3 ms C++ Recursive Solution 3 line function body


  • 1

    Binary numbers (Base 2) are from 0 to 1 and next numbers are 10,11,100.........

    octal numbers (Base 8) are from 0 to 7 and next numbers are 10,11,12.......17,20,............

    when we remove all 9's the numbers are from 0 to 8 and next numbers are 10,11,12....18,20,.....

    hence after removing 9 we get Base 9. so finding this Base 9 number is similar to Binary Number (Base 2) & octal numbers (Base 8).
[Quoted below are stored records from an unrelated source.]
PR #14901, opened 2022-08-18
feat: improved error reporting on associations

baileykue:
### Pull Request Checklist

    - Updated existing tests
    - Passing except for tests mentioned in #14161 which failed before changes were made

### Description Of Change

This improves the error reporting on associations by telling us what exactly is
not a proper subclass of the Sequelize Model. This assists in debugging and
should present little risk to the existing behavior.

Possibly due to #14161 I was not able to get the full test suite running
locally _before_ I made any local changes. However, the number of tests that
were failing (2) remained the same after my changes, and the failing tests had
more to do with SQLite than changes to the model structure.

Thanks for maintaining such an awesome open source project!


src/associations/helpers.ts
```diff
@@ -217,7 +271,11 @@ export function defineAssociation<
   construct: (opts: CleanOptions) => T,
 ): T {
   if (!isModelStatic(target)) {
-    throw new Error(`${source.name}.${lowerFirst(type.name)} called with something that's not a subclass of Sequelize.Model`);
+    throw new Error(
+      `${source.name}.${lowerFirst(
+        type.name,
+      )} called with ${target} that's not a subclass of Sequelize.Model`,
```
WikiRik, line 277: There's a lot of styling changes in this PR. Is it true that this is the only actual change?

baileykue: Yes, this was the only change. Sorry! The rest was auto formatting that happened on commit.

test/unit/associations/has-one.test.ts
```diff
@@ -12,7 +12,9 @@ describe(getTestDialectTeaser('hasOne'), () => {
     expect(() => {
       // @ts-expect-error
       User.hasOne();
-    }).to.throw('User.hasOne called with something that\'s not a subclass of Sequelize.Model');
+    }).to.throw(
+      'User.hasOne called with undefined that\'s not a subclass of Sequelize.Model',
```
WikiRik, line 16: I think this test is the reason why we used `something`. In my opinion `undefined` is less useful. Can we maybe make it that if it's undefined we still print `something` and if we know what it is we use that target?

test/unit/associations/has-many.test.ts
```diff
@@ -13,21 +17,28 @@ describe(getTestDialectTeaser('hasMany'), () => {
     expect(() => {
       // @ts-expect-error
       User.hasMany();
-    }).to.throw('User.hasMany called with something that\'s not a subclass of Sequelize.Model');
+    }).to.throw(
+      'User.hasMany called with undefined that\'s not a subclass of Sequelize.Model',
```
WikiRik, line 21: Same as my other comment

test/unit/associations/belongs-to.test.ts
```diff
@@ -12,7 +12,9 @@ describe(getTestDialectTeaser('belongsTo'), () => {
     expect(() => {
       // @ts-expect-error
       User.belongsTo();
-    }).to.throw('User.belongsTo called with something that\'s not a subclass of Sequelize.Model');
+    }).to.throw(
+      'User.belongsTo called with undefined that\'s not a subclass of Sequelize.Model',
```
WikiRik, line 16: And this one as well

test/unit/associations/belongs-to-many.test.ts
```diff
@@ -23,25 +36,31 @@ describe(getTestDialectTeaser('belongsToMany'), () => {
     expect(() => {
       // @ts-expect-error
       User.belongsToMany();
-    }).to.throw('User.belongsToMany called with something that\'s not a subclass of Sequelize.Model');
+    }).to.throw(
+      'User.belongsToMany called with undefined that\'s not a subclass of Sequelize.Model',
```
WikiRik, line 40: Same as my other comments, but I'll still do it so I don't have to go through all styling changes again

WikiRik (changes requested):
The four comments are about the same thing.

The styling changes have made it more difficult to review this PR, but I've went through it all and did not see any other changes so we should be okay

test/unit/associations/has-one.test.ts
LoganBarnett: Hi @WikiRik! I helped @baileykue put together this pull request. This is her first! Not that should motivate accepting changes :)

Our motivation for printing `target` in the error was because we were encountering `undefined` but had some confusion. Our first guess was "Was something wrong with how we setup our model?". Granted, if we were on TypeScript, it would've identified that specific error and we would've been fine. However jumping to TypeScript isn't something we're able to do the project at this time. While I'd not want to inflict our project's lack of advancement upon this project, our thought when we encountered this error message was "is there any benefit in withholding `target` here?". We thought the answer to that was a plain "no". But maybe there is benefit?

Re: Formatting changes - is there something we could've done better here? These seemed to run as part of the pre-commit hook. I assumed this meant y'all were doing a reformat-as-you-go approach. I apologize that this has caused some confusion as to the material changes of this pull request.

WikiRik: Hi! Thanks the message and the work of both of you on this.

Don't worry about the TypeScript usage, this is something we are working on as well. I do agree that adding the target can be worth it, but I am unsure on what developers might think if they see `undefined` here. Maybe we can do an adjusted message if it's undefined so it makes more sense that this is not an issue within Sequelize?

Regarding the formatting; the pre-commit hook should do the same as the lint check which passed before (and still does now) so it's not defined by our project. But overall I do like the changes so don't worry about it.

LoganBarnett: @WikiRik I think I misunderstood your original request - thanks for clarifying! To echo it back to make sure I understand:

You're thinking we should have two paths here for the error message: One for when the error is clearly incorrect (`null` or `undefined`) vs. another when the object passed is not a subclass of `Sequelize.Model`.

Something like this between the two error messages?

For `undefined` et. al:

```
`User.hasOne` called with undefined but needs to be an object that is a subclass of `Sequelize.Model`
```
For an object that's not the right subclass:

```
`User.hasOne` called with an object that's not a subclass of `Sequelize.Model`
```

Does that sound about right?

WikiRik: Yes, that would be great

sdepold: Sounds good!

test/unit/associations/belongs-to-many.test.ts
sdepold: btw. not sure if our linter will allow this but feel free to use backticks instead of single quotes to save the escaping inside of the string

src/associations/helpers.ts
ephys, line 277: Main thing was to use `inspect()`, but I did some rephrasing too to add some information:

```suggestion
      )} was called with ${NodeUtils.inspect(target)} as the target model, but it is not a subclass of Sequelize's Model class`,
```

ephys (changes requested):
Thank you for the PR. That error message definitely deserved some improvements

I'm sorry to ask this but could you revert the stylistic changes? They increase the risk of conflict with the other PRs, make this PR more difficult to read as well the the commit history. We'd like to restrict style changes to PRs dedicated to that.

test/unit/associations/belongs-to-many.test.ts
ephys: It should allow it

src/associations/helpers.ts
LoganBarnett: It's a very reasonable ask to revert the stylistic changes. I assumed there was a pre-commit hook at work here, but instead it sounds like it was just some aggressive settings in the editor that made the changes. We definitely want to minimize the diff as much as possible :)

test/unit/associations/has-many.test.ts
```diff
@@ -13,7 +13,7 @@ describe(getTestDialectTeaser('hasMany'), () => {
     expect(() => {
       // @ts-expect-error
       User.hasMany();
-    }).to.throw('User.hasMany called with something that\'s not a subclass of Sequelize.Model');
+    }).to.throw('User.hasMany was called with undefined as the target model, but it is not a subclass of Sequelize\'s Model class');
```
WikiRik, line 16:
```suggestion
    }).to.throw(`User.hasMany was called with undefined as the target model, but it is not a subclass of Sequelize's Model class`);
```

test/unit/associations/has-one.test.ts
```diff
@@ -12,7 +12,7 @@ describe(getTestDialectTeaser('hasOne'), () => {
     expect(() => {
       // @ts-expect-error
       User.hasOne();
-    }).to.throw('User.hasOne called with something that\'s not a subclass of Sequelize.Model');
+    }).to.throw('User.hasOne was called with undefined as the target model, but it is not a subclass of Sequelize\'s Model class');
```
WikiRik, line 15:
```suggestion
    }).to.throw(`User.hasOne was called with undefined as the target model, but it is not a subclass of Sequelize's Model class`);
```

WikiRik (commented):
Just a small readability suggestion.

Also, can you look into the previous comment as well?

> You're thinking we should have two paths here for the error message: One for when the error is clearly incorrect (`null` or `undefined`) vs. another when the object passed is not a subclass of `Sequelize.Model`.
> 
> Something like this between the two error messages?
> 
> For `undefined` et. al:
> 
> ```
> `User.hasOne` called with undefined but needs to be an object that is a subclass of `Sequelize.Model`
> ```
> 
> For an object that's not the right subclass:
> 
> ```
> `User.hasOne` called with an object that's not a subclass of `Sequelize.Model`
> ```

test/unit/associations/has-one.test.ts
baileykue: All the style changes have been reverted, and the error message has been revised. Thank you for your comments, let me know how it looks now!

src/associations/helpers.ts
baileykue: I have reverted the stylistic changes, should look good now. I also changed the error message to reflect what you had suggested. Thank you for your comments!

ephys (dismissed):
Once @WikiRik's style changes have been applied, this should be good to go :)

WikiRik (approved):
I've gone ahead and committed my suggestion so we should be good to go! Thanks for working on this!

LoganBarnett:
@WikiRik thanks so much for dragging this over the finish line! We got pretty caught up with some work duties.

PR #14963, opened 2022-09-07
fix: decode encoded value from `urlParts.pathname` for `database` option

### LINKED ISSUE #14962: Spaces are not encoded/decoded correctly in the Postgres database name when using connection string
## Issue Creation Checklist

## Bug Description

When I try connecting to a Postgres database that has a space inside the name, I get an error that is not there when using a config object. As can be seen in the example, everything is working when connecting using `pg` only, so the issue is in `sequelize` parameter handling. I tried debugging the issue and found a workaround, by using the `beforeConnect` hook. Apparently, the `database` property is correct inside `dialectOptions`, when it's there and correct in `config` when it's missing, so I simply pick the first one if it's there. Now, I'm not sure that it will work all of the time, so I would like to raise the issue for someone familiar with Sequelize internals to take a look at.

### Reproducible Example

Please note that I made modifications to the database name and `createSequelize6Instance`

Here is the link to the SSCCE for this issue:
https://github.com/wkrasnicki-vizlib/sequelize-sscce

I expect to be able to use database names with space, inside connection string.

It seems that the `url` lib from Node parses different parts of the URL differently. There is no issue with spaces in username or password, but in case of database name we get an URL encoded value, which is then used when connecting to Postgres, even though we want to have an unencoded value. Providing an encoded DB name also doesn't work.

### Environment

- Sequelize version: 6.21.4
- Node.js version: 7.0.0-alpha.10
- If TypeScript related: TypeScript version:
- Database & Version: PostgreSQL 10
- Connector library & Version: `pg@8.8.0

- [x] Yes, I have the time but I will need guidance.
- [ ] No, I don't have the time, and I understand that I will need to wait until someone from the community or maintainers is interested in resolving my issue.

---

fzn0x:
### Pull Request Checklist

### Description Of Change

Close #14962

`options.database` returning bad value for database connection, this affected to all database except the `options.dialect` with `postgres` as the value. https://github.com/sequelize/sequelize/blob/a68b439fb3ea748d3f3d37356d9fe610f86184f6/src/utils/url.ts#L71

You can notice the strange thing by running this code with NodeJS:
```js
import url from 'url';

const urlParts = url.parse("pg://wpx%20ss:wpx%20ss@21.77.77:4001/database ss", true);

const options = {}

// adding decodeURI solve the database issue.
options.database = decodeURI(urlParts.pathname.replace(/^\//, ''));
console.log(urlParts.auth);

// urlParts.auth already decode the encoded URI value by default
if (urlParts.auth) {
  const authParts = urlParts.auth.split(':');
  options.username = authParts[0];
  if (authParts.length > 1) {
    options.password = authParts.slice(1).join(':');
  }
}

console.log(options)
```

### Todos

- [x] Add decodeURI for handling urlParts.pathname value
- [ ] Maybe adding tests?


src/utils/url.ts
```diff
@@ -26,7 +26,8 @@ export function parseConnectionString(connectionString: string): Options {
   }
 
   if (urlParts.pathname) {
-    options.database = urlParts.pathname.replace(/^\//, '');
+    // decode URI from urlParts.pathname value
+    options.database = decodeURI(urlParts.pathname.replace(/^\//, ''));
```
wkrasnicki-vizlib, line 30: Since we are not decoding the entire connection string, shouldn't we use `decodeURIComponent` here?

WikiRik: Looking at[ the difference between the two](https://stackoverflow.com/questions/747641/what-is-the-difference-between-decodeuricomponent-and-decodeuri), it indeed seems better to use `decodeURIComponent`
Maybe we can add a unit test for decoding the special characters?

fzn0x: I'd like to use the decodeURIComponent from start, but since we only want to decode the resulting encoding which are spaces and nonprintable characters I think using the decodeURIComponent is a bit overkill, as I'm not sure the database name will need the same thing as query strings.

fzn0x: > Since we are not decoding the entire connection string, shouldn't we use `decodeURIComponent` here?

I'd like to use the decodeURIComponent from the start, but since we only want to decode the resulting encoding which are spaces and nonprintable characters I think using the decodeURIComponent is a bit overkill, as I'm not sure the database name will need the same things as query strings.

fzn0x: > Looking at[ the difference between the two](https://stackoverflow.com/questions/747641/what-is-the-difference-between-decodeuricomponent-and-decodeuri), it indeed seems better to use `decodeURIComponent` Maybe we can add a unit test for decoding the special characters?

I'm not sure if the special characters is really allowed for database naming cause it may leading to unexpected errors.

fzn0x: But yeah if you guys have good reason to use decodeURIComponent, yep I would agree to move from decodeURI

fzn0x:
Do you have any suggestion for the unit test? @WikiRik 

Since the Utils does not include `url` functions on sequelize/core https://github.com/sequelize/sequelize/blob/a68b439fb3ea748d3f3d37356d9fe610f86184f6/test/unit/utils/utils.test.ts#L3 

We need to add a another PR that includes the `url` utility or all the other utilities too and release it to new v7 alpha version, you can take a part for this, or the alternative solution is I am to import the url utility directly.

fzn0x:
Or skip the unit test also fine for me, since the `decodeURIComponent` itself is the function coming from `nodejs` core, which is the part of the built-in we probably no doubt to use.

src/utils/url.ts
WikiRik: Ah true, special characters in database naming might not be smart. We could test that with an integration test as well

WikiRik:
> Do you have any suggestion for the unit test? @WikiRik 

I was thinking we could add unit tests for `parseConnectionString` to check if everything is parsing correctly. I do think that testing `decodeURIComponent` separately is not needed.

fzn0x:
Hi @WikiRik did you have any inputs left on this PR or we good to go?

WikiRik:
Looks good to me, but I'll wait with approval until further comment by @wkrasnicki-vizlib

wkrasnicki-vizlib:
Yes, this solves the issue. Thank you guys

wkrasnicki-vizlib (approved):

WikiRik (approved):

fzn0x:
Glad it helps, thank you guys!

Issue #14974, opened 2022-09-11
[BUG] v7-alpha.10 - using underscored makes createdAt/modifiedAt get ignored


nawlbergs:
## Issue Creation Checklist

- [x] I understand that my issue will be automatically closed if I don't fill in the requested information
- [x] I have read the [contribution guidelines](https://github.com/sequelize/sequelize/blob/main/CONTRIBUTING.md)

## Bug Description

TLDR: 
```js
const options = {
  define:{
    underscored: true, // <-- turning this on..
    createdAt: 'createdOn', // <-- ignores this and uses created_at
    updatedAt: 'modifiedOn', // <-- ignores this and uses updated_at
  }
}
const foo: any = new Sequelize(databaseURL, options);
```
This did not do this in older versions of sequelize. (pretty sure)

### What do you expect to happen?

I would expect it to use the names for the timestamps I provided.  Not generate them.

### What is actually happening?

It's ignoring the names provided and using defaults when `underscored: true` is enabled.

### Environment

- Sequelize version: `@sequelize/core@7.0.0-alpha.10`
- Node.js version: `16.17.0`
- TypeScript version: `typescript@4.8.3`
- Database & Version: `postgres:11.13`
- Connector library & Version: `pg-hstore@2.3.4, pg@8.8.0`

## Would you be willing to resolve this issue by submitting a Pull Request?

- [ ] Yes, I have the time and I know how to start.
- [ ] Yes, I have the time but I will need guidance.
- [ ] No, I don't have the time, but my company or I are [supporting Sequelize through donations on OpenCollective](https://opencollective.com/sequelize).
- [x] No, I don't have the time, and I understand that I will need to wait until someone from the community or maintainers is interested in resolving my issue.

---

*Indicate your interest in the resolution of this issue by adding the 👍 reaction. Comments such as "+1" will be removed.*

fzn0x:
I'm not sure this bug started from `7.0.0-alpha.10`. Which older versions did you mean?

evanrittenhouse:
@fzn0x @nawlbergs I can take this on. Do you have any idea when the issue started occurring?

evanrittenhouse:
[...]

PR #14982, opened 2022-09-14
meta: add test based on #14974

WikiRik:
### Pull Request Checklist

### Description Of Change

Draft PR to test #14974. The added integration test is based on the following unit test;
https://github.com/sequelize/sequelize/blob/af0f024acdcb4f885b9969a958c5fb4752abfff8/test/unit/model/define.test.js#L15-L31

### Todos

- [ ] 
- [ ] 
- [ ]

### DIFF
--- a/test/integration/model.test.js
+++ b/test/integration/model.test.js
@@ -600,6 +600,24 @@ describe(Support.getTestDialectTeaser('Model'), () => {
         expect(idx2.unique).not.to.be.ok;
       }
     });
+
+    it('should allow custom timestamps with underscored: true', async function () {
+      const User = this.sequelize.define('UserCustomTimestampUnderscored', {}, {
+        createdAt: 'createdAt',
+        updatedAt: 'updatedAt',
+        timestamps: true,
+        underscored: true,
+      });
+
+      expect(User.rawAttributes).to.haveOwnProperty('createdAt');
+      expect(User.rawAttributes).to.haveOwnProperty('updatedAt');
+
+      expect(User._timestampAttributes.createdAt).to.equal('createdAt');
+      expect(User._timestampAttributes.updatedAt).to.equal('updatedAt');
+
+      expect(User.rawAttributes).not.to.have.property('created_at');
+      expect(User.rawAttributes).not.to.have.property('updated_at');
+    });
   });
 
   describe('build', () => {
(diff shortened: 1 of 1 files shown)


evanrittenhouse:
@WikiRik If this passes with the new name as `createdAt`/`updatedAt`, we may want to try again with `createdOn`/`updatedOn`. That's what the original issue mentioned and where I got the issue locally.

WikiRik:
I've updated the test, it still passes on sqlite locally but we'll see what postgres and other dialects will do

test/integration/model.test.js
```diff
@@ -600,6 +600,23 @@ describe(Support.getTestDialectTeaser('Model'), () => {
...
+
+    it('should allow custom timestamps with underscored: true', async function () {
+      const User = this.sequelize.define('UserCustomTimestampUnderscored', {}, {
+        createdAt: 'createdOn',
+        updatedAt: 'modifiedOn',
+        underscored: true,
+      });
+
+      expect(User.rawAttributes).to.haveOwnProperty('createdOn');
+      expect(User.rawAttributes).to.haveOwnProperty('modifiedOn');
```
ephys, line 612: Maybe the issue is the DB name:

```suggestion
      expect(User.rawAttributes).to.haveOwnProperty('modifiedOn');
      expect(User.rawAttributes.modifiedOn.field).to.eq('modified_on');
```

WikiRik: What do you mean with the DB name? Or is that unrelated to your suggestion?

ephys: The key in `rawAttributes` is the JS name of the property. Since you mentioned this test passes in sqlite, it's possible that the issue is that the column name (db side) is incorrectly generated (as this is an issue with `underscored` apparently). `User.rawAttributes.modifiedOn.field` returns which name will be used for the column

WikiRik: sqlite was just the first dialect I tried but the test passed for other dialects as well. I'm not sure what the failing test is that @evanrittenhouse was able to come up with.

Even with the added `User.rawAttributes.modifiedOn.field` it seems to pass the test. So I'm not sure what's wrong here

evanrittenhouse: @WikiRik I saw it fail when I put this test https://github.com/sequelize/sequelize/blob/af0f024acdcb4f885b9969a958c5fb4752abfff8/test/unit/model/define.test.js#L15-L31 into an integration test. Unfortunately, I don't have more information as it was uncommitted work on the branch that I've been using to work on the new issue associated with #14723.

WikiRik: I think I used that test, possibly without `timestamp: true`, as well and it passed on CI. But I can try it again tomorrow

Either way, I think it might also be related to the usage of sequelize-typescript as I've asked in the original issue

WikiRik: Nope, that passes as well so I'll close this PR since I can't seem to reproduce this error

PR #14989, opened 2022-09-16
docs: add oracle in readme

fzn0x:
Add Oracle dialect, as it is supported now in version `6.22.0`.


sdepold (approved):

WikiRik:
We should add this to v6 as well. And maybe we should add in main that Oracle support is only in v6

fzn0x:
> We should add this to v6 as well. And maybe we should add in main that Oracle support is only in v6

Is something like `Oracle DB (v6 only)` and sync the readme to v6 and main a wise changes?

fzn0x:
> We should add this to v6 as well. And maybe we should add in main that Oracle support is only in v6

Is something like `Oracle DB (v6 only)` and sync the readme to v6 a wise changes?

    we need to use Division and modulo of 9 instead of 2 (for Binary) or 8 (for octal).

    Example:
    if n = 10;
    10%9 * 10^0 + (10/9)%9*10^1;
    1+10 = 11;

    class Solution {
    public:
        int sum = 0, i = 0 ;
        int newInteger(int n) {
            if(n == 0) return sum;  
           sum += n%9*pow(10,i++);
           return newInteger(n/9); 
        }
    };
    

  • 0
    E

    @saimanideep said in 3 ms C++ Recursive Solution 3 line function body:

    class Solution {
    public:
    int sum = 0, i = 0 ;
    int newInteger(int n) {
    if(n == 0) return sum;
    sum += n%9*pow(10,i++);
    return newInteger(n/9);
    }
    };

    Please use the formatting capability built into the editor, otherwise, your post is very hard to read. (Use 3 backticks before and after block of code)

    Like so:

    class Solution {
    public:
        int sum = 0, i = 0 ;
        int newInteger(int n) {
            if(n == 0) return sum;
            sum += n%9*pow(10,i++);
            return newInteger(n/9);
        }
    };
    

  • 0

    @Emmojo Thank you


  • 0
    V

    You need not to have recursion here. Simple while loop with do.

    while (n > 0) {
        // code
    }
    

    Function calls are expensive to make and use lots of system stack, causing slower performance.


  • 0

    @vishal51 Thanks for your suggestion.
    But I made this post just to show that it can be solved using recursion.
    I think there is already a post related to your solution.
    Thank you.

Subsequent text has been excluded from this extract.